PR #1204, opened 2025-10-13
Add `PatchPipeline` Command to Internal CLI

DjamilaBaroudi:
# PR Overview 

This PR introduces the new **`PatchPipeline`** command to the internal CLI, enabling in-place updates of existing pipeline files.

### Changes

* Added `PatchPipeline` command for internal use.
* Added dedicated tests to verify patching behavior.


cmd/patch_pipeline_test.go
```diff
@@ -0,0 +1,296 @@
...
+	"github.com/bruin-data/bruin/pkg/path"
+	"github.com/bruin-data/bruin/pkg/pipeline"
+	errors2 "github.com/pkg/errors"
+	"github.com/spf13/afero"
+	"github.com/stretchr/testify/assert"
+	"github.com/stretchr/testify/require"
+	"github.com/urfave/cli/v3"
+)
+
+func createPatchPipelineCommand() *cli.Command {
```
terzioglub: why do we have the actual command  in the tests folder  ?

integration-tests/patch_pipeline_integration_test.go
jbrand-dsp, line 1: I don't quite understand these integration tests. Why are we testing retries? 

I would have a simple workflow test, if I understand the cmd correctly: We have a pipeline in the integration-tests/test-pipelines. We patch the pipeline and see if the pipeline that was created matches our expectations (depending on what we patch). We should create a directory for the patched pipeline in tempDir for this. Look at `"run_pipeline_with_scd2_by_column"` for creating this folder.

= = = = = = =

PROBLEM TO WORK ON
Work out the number of lines in this listing that include the word "Added". Reply with that number only.

ANSWER TO THIS TASK
2